**The task**: For the entries below, print exactly the lines between the line holding "--- a/source/modules/MEI.edittrans.xml" and the line holding "(diff shortened: 1 of 1 files shown)", inclusive, and nothing else.

[Collected data entries]
=======

PR #798, opened 2021-05-17
fixes #797

### LINKED ISSUE #797: metaMark has incorrect att nesting
`att.metaMark.log` is a member of `att.timestamp2.gestural`, which is clearly a nesting error. As a consequence, `<metaMark>` has `@tstamp2.ges` and `@tstamp2.real`, but not `@tstamp2`. Replacing `.gestural` with `.logical` will do the trick here.

https://github.com/music-encoding/music-encoding/blob/bced1582192d2b24e74d904691b581546e8b0919/source/modules/MEI.edittrans.xml#L57

kepper:
this will allow `@tstamp2` on `<metaMark>`, and will disallow `@tstamp2.ges` and `@tstamp2.real`. The two latter might be useful, but this is clearly a bug and needs to be fixed as proposed. Adding the other two attributes should be done when there's a request for this.

### DIFF
--- a/source/modules/MEI.edittrans.xml
+++ b/source/modules/MEI.edittrans.xml
@@ -54,7 +54,7 @@
     <classes>
       <memberOf key="att.controlEvent"/>
       <memberOf key="att.startEndId"/>
-      <memberOf key="att.timestamp2.gestural"/>
+      <memberOf key="att.timestamp2.logical"/>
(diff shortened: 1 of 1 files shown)


ahankinson (approved):

kepper:
Agreed to merge at this month's ODD Friday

=======

**Task answer**:
--- a/source/modules/MEI.edittrans.xml
+++ b/source/modules/MEI.edittrans.xml
@@ -54,7 +54,7 @@
     <classes>
       <memberOf key="att.controlEvent"/>
       <memberOf key="att.startEndId"/>
-      <memberOf key="att.timestamp2.gestural"/>
+      <memberOf key="att.timestamp2.logical"/>
(diff shortened: 1 of 1 files shown)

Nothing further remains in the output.